It was 1970, and I was the press secretary for a candidate for the U.S. Senate from Virginia.  Everything that could be done – last-minute press releases, radio and TV interviews – had been done.  Now, as with all those people in those lighted houses – it was time to vote.  That’s why I was now on a bus heading home.  It was a three-hour trip from campaign headquarters in Richmond to the small town where I had grown up and was still registered to vote.

The next morning, when I voted, it felt good.  I was part of something so much larger than myself, and yet I had worked very hard to bend that something to my will.  Even though my candidate lost, I’ve never again felt so good about voting.  Even when my preferred candidates actually won, I never felt so good.

I wonder why.

This Election Day, 6 November 2018, I see out my window an especially beautiful sunset, with streaks of bright pink in the dissipating clouds that had brought rain to many polling places in the East.  Why, then, am I so afraid when I imagine the lights turning on in rural America?  The people inside are no doubt looking at their television sets to learn the latest results and predictions.  Which I’ll avoid doing for as long as my fear remains stronger than my curiosity.

Then what?



Characterizations: been there, well written

Comments

  1. John Zussman says:

    I love the youthful hope and idealism you capture in this story, the feeling that American democracy will prevail and make everything all right, and the way you leave us in anticipation on the brink, when the voting has been done but the results are still unknown.
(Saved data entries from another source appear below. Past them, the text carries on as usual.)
PR #432, opened 2022-01-06
Add support to manipulate headers in inference runtimes

### LINKED ISSUE #257: Support for headers in InferenceRequest and InferenceResponse

adriangonz:
Fixes #257 

## Changelog
- Wire the REST headers and gRPC metadata to the `parameters.headers` field of the request / response. 

## TODO
- [x] Document how headers can be used in custom runtimes.


axsaucedo (approved):
Nice one looks great - the only thing I can think of is perhaps on docs to add explicitly the example returning an InferenceResponse object

adriangonz:
@axsaucedo good point, done :+1:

Alas, we’ve lived too long and seen too much. But we’ve also seen the pendulum swing—unless someone’s holding it to one side.

  2. Love that line, ‘… as long as my fear remains stronger than my curiosity.” An apt description for these times, as opposed to your enthusiasm for an earlier election. I don’t think I could have managed to watch the election returns without the collective fear and curiosity of an election watch group and several glasses of wine!